# Best Gun for Rabbit Hunting



## WrestlingCoach (Oct 25, 2019)

My son wants to hunt rabbits this year. What’s the best gun? Shot gun? Not gonna hunt with dogs.


----------



## rattlesnake1 (Oct 25, 2019)

22 rifle , 20gauge shotgun


----------



## PopPop (Oct 25, 2019)

Franchi Al 48 28 gauge. Or a good side by side.


----------



## Ruger#3 (Oct 25, 2019)

Yildiz 20 gauge O/U. Very light weight for easy carry, comes with a variety of chokes that can be used on other game.


----------



## Hillbilly stalker (Oct 26, 2019)

Depends on how old your son is, how he is hunting them. If him and a buddy are going to be jumping on brush piles and kicking root balls, I would go with a single barrel 20 gauge with a modified choke or improved cylinder. If he's creeping along sniping them at the edge of dark near fence rows and pastures, he might like a .22 rifle with some shorts in it.


----------



## Big7 (Oct 26, 2019)

I use my very old (my Dad and Uncle shared)
H&R .410 and Youth model 870, 20ga, dogs or not.

I found a very nice new .410 brand new.
It's a Turkish made Apintl- butt stock shims, you can see. Besides that, it's a very nice single shot with a vent rib. VERY NICE!!
$109.00 (not a typo) Brand new, in box.

I called my shop just this week and had them put me the exact same gun in "my pile" for pick up next time I go to Conyers. Might want to check those out!
I'M SURE GLAD I DID.?


----------



## NCHillbilly (Oct 26, 2019)

I used to have an old H&R Topper single barrel in 20 guage that was my favorite rabbit gun when I kept beagles and hunted a lot. You can still find those used in a lot of pawn shops and gun stores. A single-shot is a good choice for a young hunter.


----------



## Ruger#3 (Oct 27, 2019)

I carry a Yildiz 410 for rabbits these days but that small pattern can be discouraging to a youngster starting.


----------



## specialk (Oct 28, 2019)

I only hunt with dogs....after years of shooting every legal gun including pistols, i have settled on a 28g lite weight semi.....


----------



## BDD (Oct 29, 2019)

Usually when you ask for reconditions, or what’s the best whatever, the answer is usually what the poster uses or has.

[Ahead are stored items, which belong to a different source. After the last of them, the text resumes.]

PR #223, opened 2019-10-16
Fixing jenkins pipeline & tests

michelsciortino:
Docker base image is now built only triggered by a `cron` at 2:00 am (everyday) to reduce the building time of the pipeline.
Mounting volumes of the polycubed image have been changed:
- `/proc` is now mounted under `/host/proc` to have a complete visibility of the namespaces created outside of the container.

Solving iptables tests:
Docker manipulates the iptables policy of the node during his installation and this makes the kernel drop the packets forwarded between different network namespaces; to solve this, `sudo iptables -P FORWARD ACCEPT` must be run on the host before running tests in order avoid the kernel drops packets.

### DIFF
--- a/CI/JenkinsfileTestCleanInstance
+++ b/CI/JenkinsfileTestCleanInstance
@@ -5,7 +5,7 @@ def slackNotification(buildStatus,String notification_url = "",project_name = ""
         title = "${BRANCH_NAME} - BUILD UNSTABLE on ${project_name}"
         text = "Build n°${BUILD_NUMBER} of branch ${BRANCH_NAME} unstable (${BUILD_URL})"
         colorCode = '#FFFF00'
-    } else if (buildStatus == 'SUCCESSFUL') {
+    } else if (buildStatus == 'SUCCESS') {
         text = "Build n°${BUILD_NUMBER} of branch ${BRANCH_NAME} successful (${BUILD_URL})"
         title = "${BRANCH_NAME} - BUILD SUCCESS on ${project_name}"
         colorCode = '#00FF00'
@@ -16,11 +16,11 @@ def slackNotification(buildStatus,String notification_url = "",project_name = ""
     } else {
         echo "The build status is: ${buildStatus}"
         title = "${BRANCH_NAME} - BUILD FAILED on ${project_name}"
-        text = "Build n°${BUILD_NUMBER} of branch ${BRANCH_NAME} failed (${BUILD_URL})"
+        text = "Build n°${BUILD_NUMBER} of branch ${BRANCH_NAME} failed with status ${buildStatus} (${BUILD_URL})"
         colorCode = '#FF0000'
     }
 
-def payload= JsonOutput.toJson(
+    def payload= JsonOutput.toJson(
         [
             attachments: [
                 [
@@ -34,7 +34,6 @@ def payload= JsonOutput.toJson(
 
     sh "curl -X POST --fail -H 'Content-type: application/json' --data '${payload}' ${notification_url}"
 }
-
 
 /**
 * Trigger Github PR Check ( can be : error, failure, pending, or success)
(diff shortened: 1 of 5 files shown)


CI/JenkinsfileTestCleanInstance
```diff
@@ -58,331 +57,348 @@ pipeline {
...
         }
-      }
-     post {
-        failure {
-          script {
-            setGithubStatus("${commit_id}", "pending", github_token, "polycube-network/polycube", "Docker Image Build", "Docker Image Build")
-          }
+        stage('Build Base Image') {
+            when {
+                triggeredBy 'TimerTrigger'
```
palexster: the branch should also be master otherwise it will built at 2am for every branch

CI/JenkinsfileTestCleanInstance
```diff
@@ -58,331 +57,348 @@ pipeline {
...
+                }
             }
         }
-      }
-     post {
-        failure {
-          script {
-            setGithubStatus("${commit_id}", "pending", github_token, "polycube-network/polycube", "Docker Image Build", "Docker Image Build")
-          }
+        stage('Build Base Image') {
```
palexster: This step was not skipped in the last pipeline

CI/JenkinsfileTestCleanInstance
```diff
@@ -58,331 +57,372 @@ pipeline {
...
+                label "docker"
+            }
+            steps {
+                script {
+                    docker.withRegistry("", 'polycube-repo') {
+                        sh """
+                            export DOCKER_BUILDKIT=1
+                            docker pull "polycubebot/${image_name}-default:${image_tag}"
+                            docker tag "polycubebot/${image_name}-default:${image_tag}" "polycube-network/polycube:latest"
+                            docker push "polycube-network/polycube:latest"
```
palexster: The dash between polycube and network should be removed

palexster: polycubenetwork is the right name

michelsciortino: Done.

Dockerfile
```diff
@@ -32,4 +32,4 @@ ADD src/components/k8s/cni/cni-uninstall.sh /cni-uninstall.sh
 ADD src/components/k8s/pcn_k8s/cleanup.sh /cleanup.sh
 ADD src/components/k8s/pcn_k8s/init.sh /init.sh
 
-CMD ["polycubed"]
+CMD ["nsenter","--mount=/host/proc/1/ns/mnt","polycubed"]
```
frisso: Can you please add a comment saying what is this about?

src/services/pcn-nat/test/test_tcp_snat.sh
```diff
@@ -16,9 +16,9 @@ source "${BASH_SOURCE%/*}/helpers.bash"
 
 function test_tcp {
     sudo ip netns exec ns2 netcat -l -w 5 $tcp_port&
-	sleep 2
+	sleep 5
```
frisso: Would it be possible to define a constant that is valid for all the tests, so that we don't have to change it manually throughout the entire file?

frisso:
@michelsciortino Thanks for this long awaited patch!
Two minor comments: can you add what you said in the commit description also in the proper location of the script files, so that we know immediately the reasons of the new commands?

     /proc is now mounted under /host/proc to have a complete visibility of the namespaces created outside of the container.

     sudo iptables -P FORWARD ACCEPT must be run before running test in order avoid the kernel drops

src/services/pcn-nat/test/test_tcp_snat.sh
michelsciortino: I think this should be done in another PR as this change should affect every service's tests.

frisso: Good point. Leave this as is.

Dockerfile
michelsciortino: Done.

michelsciortino:
>>  /proc is now mounted under /host/proc to have a complete visibility of the namespaces created outside of the container.
I'v added this as a comment in the jenkinksfile

>>  sudo iptables -P FORWARD ACCEPT must be run before running test in order avoid the kernel drops
This command is not present in the scripts as it must be run on the host;
I've added a better explanation on the PR description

 Look at a Browning double auto.  It’s call double because it only holds 2 shells with no plug.  The barrel floats on a
Large spring under the forearm which takes the recoil. They’re 12 ga. But you could shoot it with one hand if you wanted to the recoil is so light.
And the gun is self is very light.  You can probably pick up a used one for about $350-400.

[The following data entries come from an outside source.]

PR #226, opened 2019-10-21
fix pcn-k8s docker build document

goldenrye:
- add extra line to make literal code block display appropriately
- fix the docker build parameter, pcn-k8s should be passed to docker as argument
  instead of environment


frisso:
@alacuku Don't you experience this issue while playing with K8s?

alacuku:
No, I don't. I always used a pre-made docker image of pcn-k8s.

PR #229, opened 2019-10-26
Adding Polycube extractor from docker image to host's fs

michelsciortino:
This script copies all the binaries, headers and libraries from a running Polycube docker image to the host's filesystem. This can be used in Jenkins on the Kubernetes slave nodes after pulling the testing Polycube image in order to correctly run the tests.

The script assumes the running image's name is 'polycubed'.
It is possible to specify a different name as an argument
e.g.: `$ polycube_from_docker_to_host.sh myPolycubeContainer`

### DIFF
--- a/scripts/polycube_from_docker_to_host.sh
+++ b/scripts/polycube_from_docker_to_host.sh
@@ -1,0 +1,51 @@
+#!/bin/bash
+
+#
+# This script copies all the binaries, headers and libraries from a running Polycube docker image to the host's filesystem.
+#
+# By default the script assumes the running container name is 'polycubed'.
+# It is possible to specify a different name as an argument
+# e.g.: $ polycube_from_docker_to_host.sh myPolycubeContainer
+#
+
+image_name="polycubed"
+
+if ! test -z "$1"
+then
+    image_name=$1
+fi
+
+# Copying binaries
+sudo docker cp $image_name:/usr/local/bin /usr/local
+
+# Copying headers
+sudo mkdir -p /usr/include/polycube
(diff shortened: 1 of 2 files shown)


scripts/polycube_from_docker_to_host.sh
```diff
@@ -0,0 +1,38 @@
...
+do
+    sudo docker cp $image_name:/usr/lib/x86_64-linux-gnu/$lib /usr/lib/x86_64-linux-gnu
+done
+
+for lib in $(sudo docker exec $image_name ls /lib/x86_64-linux-gnu/ | grep -P "libnl")
+do
+    sudo docker cp $image_name:/lib/x86_64-linux-gnu/$lib /lib/x86_64-linux-gnu
+done
+
+# Copying base yang models
```
frisso: Are we sure that we do need to copy YANG models?

scripts/polycube_from_docker_to_host.sh
```diff
@@ -0,0 +1,38 @@
+#!/bin/bash
```
frisso: Add a comment saying what is this script about and when will it be used.

tests/polycube_from_docker_to_host.sh
```diff
@@ -0,0 +1,46 @@
+#!/bin/bash
+
+#
+# This script copies all the binaries, headers and libraries from a running Polycube docker image to the host's filesystem.
```
frisso: Michel, 
1) the line is too long;
2) it is not enough to say what it does; it would be better to say also *why* this is needed.
Thanks!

  Us grownups maybe able to get away with a 410 or 20 ga. Single shot,  but a young guy will really like and need that 2nd shot.

 I’m no different then most , that’s what I have.  I was handed down my father when I started to hunt.  He bought me an over and under
.22-20 ga  and we quickly traded because I couldn’t kill a moving rabbit.  After I started using the Double auto , my nick name was Boom-Boom.

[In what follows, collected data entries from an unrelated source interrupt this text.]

PR #232, opened 2019-10-30
fix docker file issue 

goldenrye:
the docker image is built against the /tmp/polycube directory which is copied from the latest source code, but in the based image the /tmp/polycube is already existing. In the case the based image is not the latest code then the docker image doesn't contains the latest code. 

This PR make a clean sandbox before copying and building the docker image against the source code, otherwise the docker image could be built against the old sandbox left-over in the base image. Another way to do that is to clean the base image /tmp/polycube directory but anyway make a clean sandbox is always a good habit without any assumption.

### DIFF
--- a/Dockerfile_base_image
+++ b/Dockerfile_base_image
@@ -1,7 +1,7 @@
 # syntax = tonistiigi/dockerfile:runmount20180618
 FROM ubuntu:18.04
-RUN --mount=target=/polycube cp -r /polycube /tmp/polycube && \
-cd /tmp/polycube && \
-SUDO="" WORKDIR="/tmp/dev" \
+COPY scripts/pre-requirements.sh /tmp/
+RUN cd /tmp/ && \
 apt update && \
-./scripts/pre-requirements.sh
+SUDO="" WORKDIR="/tmp/dev" ./pre-requirements.sh && \
+rm -f /tmp/pre-requirements.sh
--- a/scripts/pre-requirements.sh
+++ b/scripts/pre-requirements.sh
@@ -5,7 +5,7 @@ then
 fi
 mkdir -p $WORKDIR
 
-$SUDO sudo apt update
+$SUDO apt update
 $SUDO bash -c "apt install --allow-unauthenticated -y wget gnupg2 software-properties-common"
 
 # golang v1.12 still not available in repos


frisso:
@michelsciortino Never got this problem?

michelsciortino:
@goldenrye is right.
I'm wondering why the source code is copied inside /tmp/polycube in the base image; the base image should just pre-install all the Polycube dependencies in a clean Ubuntu distro.

goldenrye:
Modified both the base image docker file -- don't contain the polycube source code

Dockerfile_base_image
```diff
@@ -1,7 +1,8 @@
 # syntax = tonistiigi/dockerfile:runmount20180618
 FROM ubuntu:18.04
-RUN --mount=target=/polycube cp -r /polycube /tmp/polycube && \
-cd /tmp/polycube && \
+RUN --mount=target=/polycube \
```
mauriciovasquezbernal: Maybe you can use `COPY scripts/pre-requirements.sh /pre-requirements.sh` instead of mounting the whole polycube folder?

Dockerfile
```diff
@@ -3,7 +3,7 @@ FROM polycubebot/base_image:latest
 ARG DEFAULT_MODE=default
 ENV MODE=$DEFAULT_MODE
 RUN echo "The mode is $MODE"
-RUN --mount=target=/polycube cp -r /polycube /tmp/polycube && \
+RUN --mount=target=/polycube rm -fr /tmp/polycube && cp -r /polycube /tmp/polycube && \
```
mauriciovasquezbernal: Is `rm -fr /tmp/polycube` really needed?

michelsciortino:
I think the `/tmp/pre-requirements.sh` file should be removed after having run it.

goldenrye:
> I think the `/tmp/pre-requirements.sh` file should be removed after having run it.

Done

frisso:
Jianwen, shouldn't we simply to "rebase", instead of doing "Merge branch 'master' into jpi-dockerfile"?

goldenrye:
> Jianwen, shouldn't we simply to "rebase", instead of doing "Merge branch 'master' into jpi-dockerfile"?

goldenrye:
> > Jianwen, shouldn't we simply to "rebase", instead of doing "Merge branch 'master' into jpi-dockerfile"?

Yes, I correct it.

 When I moved to GA my house was robbed and they got that gun,  but I was lucky enough to find one on the old swap and sell that
Was all most identical.

Mines the top one with out the vented rib, Also you slid a lever under the forearm and the barrel slides off for easy cleaning or transporting.


----------



## Buford_Dawg (Oct 30, 2019)

I have a Yildiz 20 gauge over / under that I tote when rabbit hunting.  Light and easy to handle in the thick stuff.


----------



## delacroix (Oct 30, 2019)

Shotgun for thick. Rimfire for open.


----------



## chrisn1818 (Nov 2, 2019)

My dad has an over and under with a 24” barrel. It’s hard to beat. I have never seen another one with. 24” barrel just 26” and 28”. He had killed a lot of rabbits with that gun!!! Wish he would let me have it ?


----------



## Ruger#3 (Nov 2, 2019)

specialk said:


> I only hunt with dogs....after years of shooting every legal gun including pistols, i have settled on a 28g lite weight semi.....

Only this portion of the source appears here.